- **Data for review**:
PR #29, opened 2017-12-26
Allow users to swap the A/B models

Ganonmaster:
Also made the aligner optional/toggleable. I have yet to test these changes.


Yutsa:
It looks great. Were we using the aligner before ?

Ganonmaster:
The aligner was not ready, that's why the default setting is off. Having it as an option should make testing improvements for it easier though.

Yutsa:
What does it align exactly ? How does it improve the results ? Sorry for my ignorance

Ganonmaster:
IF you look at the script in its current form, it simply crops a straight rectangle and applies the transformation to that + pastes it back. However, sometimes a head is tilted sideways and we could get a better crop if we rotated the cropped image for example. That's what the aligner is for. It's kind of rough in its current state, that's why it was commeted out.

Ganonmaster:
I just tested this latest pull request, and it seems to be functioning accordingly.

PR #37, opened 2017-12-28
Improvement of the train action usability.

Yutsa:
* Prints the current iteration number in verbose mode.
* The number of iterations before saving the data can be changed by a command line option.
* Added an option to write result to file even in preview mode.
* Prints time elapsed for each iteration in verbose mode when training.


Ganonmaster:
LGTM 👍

* * *

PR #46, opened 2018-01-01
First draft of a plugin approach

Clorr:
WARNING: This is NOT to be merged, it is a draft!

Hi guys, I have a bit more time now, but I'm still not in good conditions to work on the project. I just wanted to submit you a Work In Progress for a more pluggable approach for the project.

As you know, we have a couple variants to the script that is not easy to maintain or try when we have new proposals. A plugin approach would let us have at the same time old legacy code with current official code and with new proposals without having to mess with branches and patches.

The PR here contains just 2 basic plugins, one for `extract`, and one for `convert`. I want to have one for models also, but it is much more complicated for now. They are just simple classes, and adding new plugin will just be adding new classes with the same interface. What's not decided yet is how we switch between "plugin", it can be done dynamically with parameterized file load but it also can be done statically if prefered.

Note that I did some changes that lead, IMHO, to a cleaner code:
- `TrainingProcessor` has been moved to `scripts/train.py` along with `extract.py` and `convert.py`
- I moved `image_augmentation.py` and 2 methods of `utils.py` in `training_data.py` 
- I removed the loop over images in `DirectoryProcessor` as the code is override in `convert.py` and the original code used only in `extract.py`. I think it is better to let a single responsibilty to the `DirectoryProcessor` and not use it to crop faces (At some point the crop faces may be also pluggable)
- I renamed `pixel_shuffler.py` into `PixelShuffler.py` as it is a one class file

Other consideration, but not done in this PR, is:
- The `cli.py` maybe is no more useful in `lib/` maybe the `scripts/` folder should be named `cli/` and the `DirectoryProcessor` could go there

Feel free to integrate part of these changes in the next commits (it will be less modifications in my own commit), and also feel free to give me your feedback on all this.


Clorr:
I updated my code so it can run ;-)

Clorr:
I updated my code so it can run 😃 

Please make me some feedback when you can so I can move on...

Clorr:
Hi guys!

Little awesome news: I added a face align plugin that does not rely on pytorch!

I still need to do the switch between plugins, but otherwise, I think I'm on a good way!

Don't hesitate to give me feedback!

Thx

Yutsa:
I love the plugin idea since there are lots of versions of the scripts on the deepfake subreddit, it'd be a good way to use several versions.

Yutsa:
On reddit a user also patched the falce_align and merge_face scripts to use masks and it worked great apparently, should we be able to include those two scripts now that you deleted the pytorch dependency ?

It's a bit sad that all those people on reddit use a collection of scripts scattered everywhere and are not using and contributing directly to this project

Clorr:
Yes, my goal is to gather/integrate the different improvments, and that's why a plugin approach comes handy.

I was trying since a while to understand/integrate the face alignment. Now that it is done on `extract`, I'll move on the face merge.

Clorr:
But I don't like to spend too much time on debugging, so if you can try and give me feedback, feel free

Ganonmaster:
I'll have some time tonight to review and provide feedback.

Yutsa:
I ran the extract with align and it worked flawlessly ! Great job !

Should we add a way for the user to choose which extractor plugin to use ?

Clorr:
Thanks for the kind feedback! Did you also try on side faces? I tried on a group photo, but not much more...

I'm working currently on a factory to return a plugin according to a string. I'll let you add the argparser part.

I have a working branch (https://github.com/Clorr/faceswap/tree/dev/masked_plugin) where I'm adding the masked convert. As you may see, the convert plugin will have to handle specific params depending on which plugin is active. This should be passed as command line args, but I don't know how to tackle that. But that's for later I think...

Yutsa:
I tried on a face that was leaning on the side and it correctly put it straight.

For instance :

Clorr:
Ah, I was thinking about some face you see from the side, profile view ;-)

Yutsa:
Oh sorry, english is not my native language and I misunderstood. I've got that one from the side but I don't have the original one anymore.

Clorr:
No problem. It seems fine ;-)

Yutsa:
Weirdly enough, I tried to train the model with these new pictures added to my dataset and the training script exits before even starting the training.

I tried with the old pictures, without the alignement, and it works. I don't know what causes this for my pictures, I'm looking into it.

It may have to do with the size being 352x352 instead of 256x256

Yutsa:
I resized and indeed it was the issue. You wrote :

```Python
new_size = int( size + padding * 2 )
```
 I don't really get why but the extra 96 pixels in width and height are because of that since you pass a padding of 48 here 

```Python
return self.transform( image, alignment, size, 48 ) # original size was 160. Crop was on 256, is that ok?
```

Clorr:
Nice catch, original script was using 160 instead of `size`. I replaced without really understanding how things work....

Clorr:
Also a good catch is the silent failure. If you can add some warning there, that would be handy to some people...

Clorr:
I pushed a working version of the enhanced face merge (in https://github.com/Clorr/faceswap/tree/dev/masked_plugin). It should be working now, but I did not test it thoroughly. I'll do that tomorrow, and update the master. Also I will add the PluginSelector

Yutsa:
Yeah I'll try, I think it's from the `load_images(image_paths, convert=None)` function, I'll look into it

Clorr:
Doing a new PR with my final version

- **Exercise details**: As listed above, the lines from the line with "It may have" to the line with "Doing a new PR with my final version" are to be echoed exactly, with both ends included and nothing added.

- **Answer section**:
It may have to do with the size being 352x352 instead of 256x256

Yutsa:
I resized and indeed it was the issue. You wrote :

```Python
new_size = int( size + padding * 2 )
```
 I don't really get why but the extra 96 pixels in width and height are because of that since you pass a padding of 48 here 

```Python
return self.transform( image, alignment, size, 48 ) # original size was 160. Crop was on 256, is that ok?
```

Clorr:
Nice catch, original script was using 160 instead of `size`. I replaced without really understanding how things work....

Clorr:
Also a good catch is the silent failure. If you can add some warning there, that would be handy to some people...

Clorr:
I pushed a working version of the enhanced face merge (in https://github.com/Clorr/faceswap/tree/dev/masked_plugin). It should be working now, but I did not test it thoroughly. I'll do that tomorrow, and update the master. Also I will add the PluginSelector

Yutsa:
Yeah I'll try, I think it's from the `load_images(image_paths, convert=None)` function, I'll look into it

Clorr:
Doing a new PR with my final version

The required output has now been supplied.